Saved data entries:
==*==
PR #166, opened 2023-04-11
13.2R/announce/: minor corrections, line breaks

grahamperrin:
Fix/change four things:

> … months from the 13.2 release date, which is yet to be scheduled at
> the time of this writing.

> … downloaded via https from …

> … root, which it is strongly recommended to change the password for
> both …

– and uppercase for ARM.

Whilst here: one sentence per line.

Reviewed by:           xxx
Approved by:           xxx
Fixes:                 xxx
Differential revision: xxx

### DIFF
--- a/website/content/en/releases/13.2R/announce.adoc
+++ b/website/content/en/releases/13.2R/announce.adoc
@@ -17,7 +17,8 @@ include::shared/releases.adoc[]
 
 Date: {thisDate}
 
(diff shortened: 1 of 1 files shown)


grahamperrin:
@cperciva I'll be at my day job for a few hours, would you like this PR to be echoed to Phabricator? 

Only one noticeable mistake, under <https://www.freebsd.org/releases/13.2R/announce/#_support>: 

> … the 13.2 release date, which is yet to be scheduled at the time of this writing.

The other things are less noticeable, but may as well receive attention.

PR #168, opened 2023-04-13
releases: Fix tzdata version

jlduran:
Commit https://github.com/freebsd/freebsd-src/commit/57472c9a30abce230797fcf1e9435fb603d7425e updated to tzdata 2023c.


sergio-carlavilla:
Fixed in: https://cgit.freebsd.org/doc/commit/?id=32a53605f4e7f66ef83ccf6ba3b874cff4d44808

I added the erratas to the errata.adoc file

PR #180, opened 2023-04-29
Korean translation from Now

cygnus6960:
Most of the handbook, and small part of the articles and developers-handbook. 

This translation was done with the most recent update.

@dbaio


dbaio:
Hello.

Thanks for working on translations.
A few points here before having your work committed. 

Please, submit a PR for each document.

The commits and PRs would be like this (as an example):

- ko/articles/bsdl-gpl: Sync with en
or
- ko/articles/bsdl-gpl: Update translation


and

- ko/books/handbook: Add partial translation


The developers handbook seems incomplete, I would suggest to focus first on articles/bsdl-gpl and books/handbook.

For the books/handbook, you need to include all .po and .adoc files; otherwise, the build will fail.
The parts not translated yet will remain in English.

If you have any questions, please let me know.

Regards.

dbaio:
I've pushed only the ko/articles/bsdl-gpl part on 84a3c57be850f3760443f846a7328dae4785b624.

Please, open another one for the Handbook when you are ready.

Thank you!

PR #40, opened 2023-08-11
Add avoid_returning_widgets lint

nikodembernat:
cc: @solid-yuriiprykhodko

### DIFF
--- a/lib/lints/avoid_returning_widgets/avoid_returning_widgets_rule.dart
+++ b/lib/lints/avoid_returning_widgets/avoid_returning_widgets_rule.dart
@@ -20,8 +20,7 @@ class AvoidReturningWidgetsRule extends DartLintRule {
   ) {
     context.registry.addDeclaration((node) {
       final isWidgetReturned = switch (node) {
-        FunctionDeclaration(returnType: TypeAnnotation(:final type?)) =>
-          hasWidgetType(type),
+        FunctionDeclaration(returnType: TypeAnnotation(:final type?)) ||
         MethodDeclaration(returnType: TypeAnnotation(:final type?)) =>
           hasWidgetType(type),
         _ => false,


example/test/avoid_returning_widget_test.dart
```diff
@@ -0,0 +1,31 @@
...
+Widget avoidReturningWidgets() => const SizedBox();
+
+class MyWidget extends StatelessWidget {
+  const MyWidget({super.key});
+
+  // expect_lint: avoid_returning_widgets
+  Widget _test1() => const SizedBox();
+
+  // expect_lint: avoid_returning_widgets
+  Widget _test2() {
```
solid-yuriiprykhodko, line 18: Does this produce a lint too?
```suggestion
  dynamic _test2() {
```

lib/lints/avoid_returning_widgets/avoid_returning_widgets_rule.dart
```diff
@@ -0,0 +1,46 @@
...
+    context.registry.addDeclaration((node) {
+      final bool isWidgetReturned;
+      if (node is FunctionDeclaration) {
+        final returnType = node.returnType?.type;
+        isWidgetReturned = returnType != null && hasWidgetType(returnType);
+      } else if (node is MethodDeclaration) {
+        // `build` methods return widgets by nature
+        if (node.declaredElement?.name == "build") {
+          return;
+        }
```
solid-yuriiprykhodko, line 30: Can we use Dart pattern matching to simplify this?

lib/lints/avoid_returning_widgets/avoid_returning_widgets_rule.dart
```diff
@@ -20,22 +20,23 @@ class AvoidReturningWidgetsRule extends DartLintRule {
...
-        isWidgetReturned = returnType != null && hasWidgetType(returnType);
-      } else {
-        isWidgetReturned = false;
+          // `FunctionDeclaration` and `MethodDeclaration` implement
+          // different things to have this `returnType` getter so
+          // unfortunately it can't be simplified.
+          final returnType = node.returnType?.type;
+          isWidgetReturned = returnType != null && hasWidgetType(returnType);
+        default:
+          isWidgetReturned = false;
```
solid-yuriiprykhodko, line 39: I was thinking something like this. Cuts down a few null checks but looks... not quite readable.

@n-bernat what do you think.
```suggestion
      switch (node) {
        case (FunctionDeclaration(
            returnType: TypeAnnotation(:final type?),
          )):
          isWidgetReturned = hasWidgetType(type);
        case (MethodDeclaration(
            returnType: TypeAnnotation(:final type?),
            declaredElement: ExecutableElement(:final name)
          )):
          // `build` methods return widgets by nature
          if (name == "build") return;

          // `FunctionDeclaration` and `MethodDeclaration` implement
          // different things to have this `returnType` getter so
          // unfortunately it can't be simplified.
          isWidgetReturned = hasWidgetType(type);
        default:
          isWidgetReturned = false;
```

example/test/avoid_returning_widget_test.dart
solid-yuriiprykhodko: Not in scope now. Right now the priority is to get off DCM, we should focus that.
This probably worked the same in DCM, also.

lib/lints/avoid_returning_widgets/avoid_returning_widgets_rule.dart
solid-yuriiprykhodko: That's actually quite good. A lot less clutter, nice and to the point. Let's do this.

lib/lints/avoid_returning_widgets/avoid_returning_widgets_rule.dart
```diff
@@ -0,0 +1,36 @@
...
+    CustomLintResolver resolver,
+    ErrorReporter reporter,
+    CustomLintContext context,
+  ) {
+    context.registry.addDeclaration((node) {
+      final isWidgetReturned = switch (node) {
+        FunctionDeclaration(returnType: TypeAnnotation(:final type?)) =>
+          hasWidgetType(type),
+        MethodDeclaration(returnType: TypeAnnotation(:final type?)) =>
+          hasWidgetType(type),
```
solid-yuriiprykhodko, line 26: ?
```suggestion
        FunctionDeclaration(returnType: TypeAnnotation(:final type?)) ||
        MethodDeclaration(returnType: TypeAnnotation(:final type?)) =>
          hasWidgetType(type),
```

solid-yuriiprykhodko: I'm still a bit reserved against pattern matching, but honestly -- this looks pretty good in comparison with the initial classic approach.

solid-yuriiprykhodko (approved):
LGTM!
==*==
Restate every entry word for word.

PR #166, opened 2023-04-11
13.2R/announce/: minor corrections, line breaks

grahamperrin:
Fix/change four things:

> … months from the 13.2 release date, which is yet to be scheduled at
> the time of this writing.

> … downloaded via https from …

> … root, which it is strongly recommended to change the password for
> both …

– and uppercase for ARM.

Whilst here: one sentence per line.

Reviewed by:           xxx
Approved by:           xxx
Fixes:                 xxx
Differential revision: xxx

### DIFF
--- a/website/content/en/releases/13.2R/announce.adoc
+++ b/website/content/en/releases/13.2R/announce.adoc
@@ -17,7 +17,8 @@ include::shared/releases.adoc[]
 
 Date: {thisDate}
 
(diff shortened: 1 of 1 files shown)


grahamperrin:
@cperciva I'll be at my day job for a few hours, would you like this PR to be echoed to Phabricator? 

Only one noticeable mistake, under <https://www.freebsd.org/releases/13.2R/announce/#_support>: 

> … the 13.2 release date, which is yet to be scheduled at the time of this writing.

The other things are less noticeable, but may as well receive attention.

PR #168, opened 2023-04-13
releases: Fix tzdata version

jlduran:
Commit https://github.com/freebsd/freebsd-src/commit/57472c9a30abce230797fcf1e9435fb603d7425e updated to tzdata 2023c.


sergio-carlavilla:
Fixed in: https://cgit.freebsd.org/doc/commit/?id=32a53605f4e7f66ef83ccf6ba3b874cff4d44808

I added the erratas to the errata.adoc file

PR #180, opened 2023-04-29
Korean translation from Now

cygnus6960:
Most of the handbook, and small part of the articles and developers-handbook. 

This translation was done with the most recent update.

@dbaio


dbaio:
Hello.

Thanks for working on translations.
A few points here before having your work committed. 

Please, submit a PR for each document.

The commits and PRs would be like this (as an example):

- ko/articles/bsdl-gpl: Sync with en
or
- ko/articles/bsdl-gpl: Update translation


and

- ko/books/handbook: Add partial translation


The developers handbook seems incomplete, I would suggest to focus first on articles/bsdl-gpl and books/handbook.

For the books/handbook, you need to include all .po and .adoc files; otherwise, the build will fail.
The parts not translated yet will remain in English.

If you have any questions, please let me know.

Regards.

dbaio:
I've pushed only the ko/articles/bsdl-gpl part on 84a3c57be850f3760443f846a7328dae4785b624.

Please, open another one for the Handbook when you are ready.

Thank you!

PR #40, opened 2023-08-11
Add avoid_returning_widgets lint

nikodembernat:
cc: @solid-yuriiprykhodko

### DIFF
--- a/lib/lints/avoid_returning_widgets/avoid_returning_widgets_rule.dart
+++ b/lib/lints/avoid_returning_widgets/avoid_returning_widgets_rule.dart
@@ -20,8 +20,7 @@ class AvoidReturningWidgetsRule extends DartLintRule {
   ) {
     context.registry.addDeclaration((node) {
       final isWidgetReturned = switch (node) {
-        FunctionDeclaration(returnType: TypeAnnotation(:final type?)) =>
-          hasWidgetType(type),
+        FunctionDeclaration(returnType: TypeAnnotation(:final type?)) ||
         MethodDeclaration(returnType: TypeAnnotation(:final type?)) =>
           hasWidgetType(type),
         _ => false,


example/test/avoid_returning_widget_test.dart
```diff
@@ -0,0 +1,31 @@
...
+Widget avoidReturningWidgets() => const SizedBox();
+
+class MyWidget extends StatelessWidget {
+  const MyWidget({super.key});
+
+  // expect_lint: avoid_returning_widgets
+  Widget _test1() => const SizedBox();
+
+  // expect_lint: avoid_returning_widgets
+  Widget _test2() {
```
solid-yuriiprykhodko, line 18: Does this produce a lint too?
```suggestion
  dynamic _test2() {
```

lib/lints/avoid_returning_widgets/avoid_returning_widgets_rule.dart
```diff
@@ -0,0 +1,46 @@
...
+    context.registry.addDeclaration((node) {
+      final bool isWidgetReturned;
+      if (node is FunctionDeclaration) {
+        final returnType = node.returnType?.type;
+        isWidgetReturned = returnType != null && hasWidgetType(returnType);
+      } else if (node is MethodDeclaration) {
+        // `build` methods return widgets by nature
+        if (node.declaredElement?.name == "build") {
+          return;
+        }
```
solid-yuriiprykhodko, line 30: Can we use Dart pattern matching to simplify this?

lib/lints/avoid_returning_widgets/avoid_returning_widgets_rule.dart
```diff
@@ -20,22 +20,23 @@ class AvoidReturningWidgetsRule extends DartLintRule {
...
-        isWidgetReturned = returnType != null && hasWidgetType(returnType);
-      } else {
-        isWidgetReturned = false;
+          // `FunctionDeclaration` and `MethodDeclaration` implement
+          // different things to have this `returnType` getter so
+          // unfortunately it can't be simplified.
+          final returnType = node.returnType?.type;
+          isWidgetReturned = returnType != null && hasWidgetType(returnType);
+        default:
+          isWidgetReturned = false;
```
solid-yuriiprykhodko, line 39: I was thinking something like this. Cuts down a few null checks but looks... not quite readable.

@n-bernat what do you think.
```suggestion
      switch (node) {
        case (FunctionDeclaration(
            returnType: TypeAnnotation(:final type?),
          )):
          isWidgetReturned = hasWidgetType(type);
        case (MethodDeclaration(
            returnType: TypeAnnotation(:final type?),
            declaredElement: ExecutableElement(:final name)
          )):
          // `build` methods return widgets by nature
          if (name == "build") return;

          // `FunctionDeclaration` and `MethodDeclaration` implement
          // different things to have this `returnType` getter so
          // unfortunately it can't be simplified.
          isWidgetReturned = hasWidgetType(type);
        default:
          isWidgetReturned = false;
```

example/test/avoid_returning_widget_test.dart
solid-yuriiprykhodko: Not in scope now. Right now the priority is to get off DCM, we should focus that.
This probably worked the same in DCM, also.

lib/lints/avoid_returning_widgets/avoid_returning_widgets_rule.dart
solid-yuriiprykhodko: That's actually quite good. A lot less clutter, nice and to the point. Let's do this.

lib/lints/avoid_returning_widgets/avoid_returning_widgets_rule.dart
```diff
@@ -0,0 +1,36 @@
...
+    CustomLintResolver resolver,
+    ErrorReporter reporter,
+    CustomLintContext context,
+  ) {
+    context.registry.addDeclaration((node) {
+      final isWidgetReturned = switch (node) {
+        FunctionDeclaration(returnType: TypeAnnotation(:final type?)) =>
+          hasWidgetType(type),
+        MethodDeclaration(returnType: TypeAnnotation(:final type?)) =>
+          hasWidgetType(type),
```
solid-yuriiprykhodko, line 26: ?
```suggestion
        FunctionDeclaration(returnType: TypeAnnotation(:final type?)) ||
        MethodDeclaration(returnType: TypeAnnotation(:final type?)) =>
          hasWidgetType(type),
```

solid-yuriiprykhodko: I'm still a bit reserved against pattern matching, but honestly -- this looks pretty good in comparison with the initial classic approach.

solid-yuriiprykhodko (approved):
LGTM!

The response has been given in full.